After years as a guitarist, editor and activist, I began writing about jazz in 1999. Since then my taste in music has grown steadily more radical, my politics the reverse. I believe this is largely a coincidence, though I still wonder if something lies behind it. As a Nader-for-President volunteer in the mid ’90s I was invested primarily in the bebop and postbop tradition, commonly grouped under the heading “mainstream jazz.” Today that is still my home, although I’ve come to understand and love sounds that are far more extreme, that even some jazz players wouldn’t consider music. In part, I hear this work as refreshingly apart from the hypercapitalist, commoditized, fluff-obsessed world around it. And yet even as a staunch liberal and social democrat, I’m increasingly turned off by what Ian McEwan has called the ”cloying self-regard“ of today’s antiwar street-protest left, the very place on the political spectrum where adventurous, experimental musicians and fans tend to gather.
Daniel Fischlin of the University of Guelph has written of “sound as dissident practice, commentary, critique.” His colleague Ajay Heble, writing in support of the jazz avant-garde, has suggested that “the ‘return to the tonic’ structure of diatonic music [i.e., mainstream jazz] is … an ideological convention, a way of reinforcing the status quo.” But artists’ intentions are too varied, the experience of listening too subjective, for Heble’s paradigm to be airtight. And much of modern jazz falls between the poles of consonance and dissonance, “inside” and “outside.” As Heble admits, “… the connections between dissonant musics and oppositional politics are not always readily sustainable.”

I do take seriously Robin Balliger’s claim that “music and representations of music are contextualized activities that have social and political meaning.” But this shouldn’t close off the idea of music as a sphere unto itself. I have to laugh when Fischlin conjures “a nightmare world in which sound is pure and essential, divorced from its social and political contexts, meaningful in its abstract and metaphysical potential but irrelevant in what it has to say to the here and now of daily life.” Of all the actual nightmares transpiring on the planet, Fischlin’s scenario seems rather mild, even attractive.
In fact, social systems that demand art be “relevant” are precisely the ones that have ushered in nightmares. Cornelius Cardew, the British classical composer (1936-1981), denounced his mentors and flushed his talent in order to spread the gospel of Mao Zedong: “There is no such thing as Art for Art’s sake, art that stands above classes, art that is detached from or independent of politics.” Even if one agrees, it’s quite a leap to conclude, as Mao and Cardew did, that the vanguard party has the right and the duty to declare war on individual expression.

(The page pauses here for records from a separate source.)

PR #2055, opened 2021-03-31
Search: Temporarily disable index setting auto healing in 1 test

nickdaugherty:
## Description

Needs to be disabled because the notice from https://github.com/10up/ElasticPress/issues/2155 breaks the test. Can't use `$this->expectException()` b/c the notice is converted into an Exception that aborts the rest of the test

## Checklist

- n/a This change works and has been tested on a Go sandbox.
- n/a I've created a changelog description that aligns with the provided examples. 

## Steps to Test

This is a unit-test-only change, no manual testing (or deployment) needed.


nickdaugherty:
This is no longer needed after @pschoffer's fix in https://github.com/Automattic/ElasticPress/pull/85 (and the submodule update in https://github.com/Automattic/vip-go-mu-plugins/pull/2060)

PR #2057, opened 2021-04-01
Allow VIP File System uploads as email attachments

trepmal:
## Description
Extends PHPMailer to allow replacing of the `isPermittedPath()` to accommodate VIP File System

## Changelog Description

tbd

## Checklist

## Steps to Test

```
wp> $media_id = get_posts( [ 'post_type' => 'attachment', 'posts_per_page' => 1 ] )[0]->ID;
int(..)
wp> wp_mail( 'EMAIL_ADDRESS', 'Attachment test', 'Lorem Ipsum', '', [ get_attached_file( $media_id ) ] );
bool(true)
```

_Save yourself a testing headache and verify the media item actually exists._

**Before patch:** see that _Attachment test_ has arrived, without an attachment. 👎 
_Note: `wp_mail()` still sends, hence `true`_

**After patch:** see that _Attachment test_ has arrived, with an attachment. 👍


trepmal:
I'm not sure if this would be better done as a Core hack to ensure that other plugins extending PHPMailer pick up the same fix.

nickdaugherty:
Slack discussion here: https://a8c.slack.com/archives/C013N7TDZAT/p1617645073143900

David R. Adler, in a longish article on art, the liberal tradition, and antizionism/antisemitism, a little more than a year ago.

3 Replies to “Disentanglement”

  1. Darrell, I’m ashamed to say I had to look Skvorecky up. Ordered a copy of The Bass Saxophone via Abe today. (From a bookstore 40 miles away. Could be here by end of week maybe.) How big a figure is he in your own pantheon of post-war letters, I’m curious to know now.

  2. The practice in Canadian libraries for many years has been to highlight and promote “CanCon” (Canadian Content) by sticking a red maple leaf to the binding of every book that qualifies. Since Skvorecky has been a Toronto resident since the Prague Spring of ’68, his books qualify for the maple leaf, which caught my eye when I was 18 or 19. I’ve only read one other book by him, that I can remember (The Miracle Game) which didn’t stir me to the degree that this one did. The Bass Saxophone sits pretty close in my estimation to I Served The King Of England by Bohumil Hrabl — both are books I enjoyed more than the Kundera I’ve read.